Шрифт:
Интервал:
Закладка:
Между тем, благодаря искусству египтянина Небенхари, Кассандана снова прозрела, и это событие еще более способствовало к рассеянию печали царя. Для нас настали хорошие дни, и я только что собирался просить руки Атоссы, когда Фанес отправился в Аравию и все быстро изменилось.

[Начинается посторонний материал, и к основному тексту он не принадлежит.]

PR #34692, opened 2023-10-14
[CSM C++] Fix behavior when peer does not send metadata

yashykt:
@stanley-cheung noticed a bug where CSM labels were not being added on metrics if the peer was not also CSM Observability enabled.

This PR fixes the behavior to add in the local labels in this case, as well as add the remote workload type label with the value of unknown.

### DIFF
--- a/src/cpp/ext/csm/metadata_exchange.cc
+++ b/src/cpp/ext/csm/metadata_exchange.cc
@@ -205,7 +205,7 @@ class MeshLabelsIterable : public LabelsIterable {
   explicit MeshLabelsIterable(
       const std::vector<std::pair<absl::string_view, std::string>>&
           local_labels,
-      absl::optional<grpc_core::Slice> remote_metadata)
+      grpc_core::Slice remote_metadata)
       : local_labels_(local_labels), metadata_(std::move(remote_metadata)) {}
 
   absl::optional<std::pair<absl::string_view, absl::string_view>> Next()
@@ -252,8 +252,8 @@ class MeshLabelsIterable : public LabelsIterable {
 
   void ResetIteratorPosition() override { pos_ = 0; }
 
-  // Returns true if the peer sent base64 encoded "x-envoy-peer-metadata"
-  // metadata.
+  // Returns true if the peer sent a non-empty base64 encoded
+  // "x-envoy-peer-metadata" metadata.
   bool GotRemoteLabels() const {
     return GetDecodedMetadata().struct_pb != nullptr;
   }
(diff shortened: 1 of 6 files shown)


src/cpp/ext/otel/otel_plugin.h
```diff
@@ -65,9 +65,11 @@ class LabelsInjector {
  public:
   virtual ~LabelsInjector() {}
   // Read the incoming initial metadata to get the set of labels to be added to
-  // metrics.
+  // metrics. If \a received_peer_metadata is not nullptr, it is set to true if
+  // peer's metadata was received on the wire, false otherwise.
   virtual std::unique_ptr<LabelsIterable> GetLabels(
-      grpc_metadata_batch* incoming_initial_metadata) = 0;
+      grpc_metadata_batch* incoming_initial_metadata,
+      bool* received_peer_metadata) = 0;
```
markdroth, line 72: Instead of exposing this bit in the `LabelsInjector` API and handling this in the OTel call tracers, I think we should instead handle this inside of the `LabelsInjector` impl itself.  The reason I say that is that in the future, if we replace metadata exchange with a metadata lookup service, the concept of "received metadata from peer" will no longer be relevant, and we won't want to have this state machinery stick around.

yashykt: hmmm... that would mean making the LabelsInjector API hold state for the RPC

markdroth: Good point.  Is there a way to do this inside of `MeshLabelsIterable`, not in the `LabelsInjector` itself?

yashykt: I could change the API such that you have to pass back the `LabelsIterable` returned from `GetLabels` in the `AddLabels` function

markdroth: That seems fine for the server side.  But it also has to work on the client side, where `AddLabels()` is called before `GetLabels()`.

yashykt: We don't need this ability on the client anyway, so it'd be fine with a nullptr on the client side.
It's just the server that has to check whether the client sent metadata before it attaches metadata itself, whereas the client always attaches metadata.

markdroth: That sounds fine.

yashykt: Done

src/cpp/ext/csm/metadata_exchange.cc
```diff
@@ -301,8 +309,8 @@ class MeshLabelsIterable : public LabelsIterable {
 
   const std::vector<std::pair<absl::string_view, std::string>>& local_labels_;
   // Holds either the metadata slice or the decoded proto struct.
-  mutable absl::variant<grpc_core::Slice, StructPb> metadata_;
-  mutable GcpResourceType type_;
+  mutable absl::variant<absl::optional<grpc_core::Slice>, StructPb> metadata_;
```
markdroth, line 312: Instead of putting `absl::optional<>` inside `absl::variant<>`, consider using `absl::monostate` as another possible type inside the `variant<>`.  I think that should give a more compact memory representation, although it may not be worth if it it makes the code more complicated.

markdroth (approved):

src/cpp/ext/csm/metadata_exchange.cc
yashykt: I can also simply say that an empty slice is not a valid value for the metadata, and that makes it more simple

markdroth: Yeah, that works too.

PR #36472, opened 2024-04-29

tanvi-jagtap:
Replacing GPR_ASSERT with absl CHECK.


src/core/lib/promise/activity.cc
```diff
@@ -54,7 +55,7 @@ class FreestandingActivity::Handle final : public Wakeable {
   // Activity is going away... drop its reference and sever the connection back.
   void DropActivity() ABSL_LOCKS_EXCLUDED(mu_) {
     mu_.Lock();
-    GPR_ASSERT(activity_ != nullptr);
+    CHECK_NE(activity_, nullptr);
```
yashykt, line 58: didn't you run into problems using this?

yashykt (approved):

src/core/lib/promise/activity.cc
tanvi-jagtap: The specific checks such as CHECK_NE and CHECK_EQ fail only in specific cases . 
One case is when the == or != operator is working because of an operator overload.
When we convert such a thing to CHECK_NE it fails ( as expected ).
There may be be more scanarios when builds fail with the use of CHECK_NE and CHECK_EQ but given the volume of changes - I have not investigated them in depth yet.

PR #36476, opened 2024-04-30
[ObjC] Support visionos

HannahShiSFB:
This should be able to unblock using grpc on vision os, will add tests later


sampajano (approved):
Thanks Hannah!

PR #36503, opened 2024-05-02

tanvi-jagtap:
Replacing GPR_ASSERT with absl CHECK.


src/core/ext/transport/chaotic_good/server/chaotic_good_server.cc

Как только афинянин покинул нас, все злые дивы, по-видимому, овладели царем. Он ходил молчаливый и мрачный, не произнося ни одного слова, и, чтобы заглушить свою тоску, с самого утра начинал пить кружками самое крепкое сирийское вино. К вечеру он хмелел до такой степени, что его обычно приходилось уносить из комнаты, а утром он просыпался в судорогах и с головной болью. Днем он ходил взад и вперед с таким видом, как будто чего-то искал, а ночью часто слышали, как он повторяет имя Нитетис. Врачи опасались за его здоровье и давали ему лекарства, которые он выливал вон. Крез был совершенно прав, когда однажды сказал им: «Прежде чем браться за лечение, господа маги и халдейцы, нужно исследовать место нахождения болезни! Знаете ли вы его? Нет? В таком случае, я скажу вам, что именно творится с царем. У него внутренние страдания и рана. Первое называется скукой, а второе – у него в сердце. Лекарство для первого – присутствие афинянина, а для второй я не знаю никакого средства, так как опыт учит нас, что подобного рода раны закрываются или сами собой, или кровь их изливается внутрь. «А я сумел бы найти лекарство для царя! – воскликнул Отанес, услышавший эти слова. – Нам следовало бы убедить его, чтобы он приказал возвратить из Сузы женщин, или, по крайней мере, мою дочь Федиму. Любовь рассеивает тоску и ускоряет слишком застоявшееся кровообращение».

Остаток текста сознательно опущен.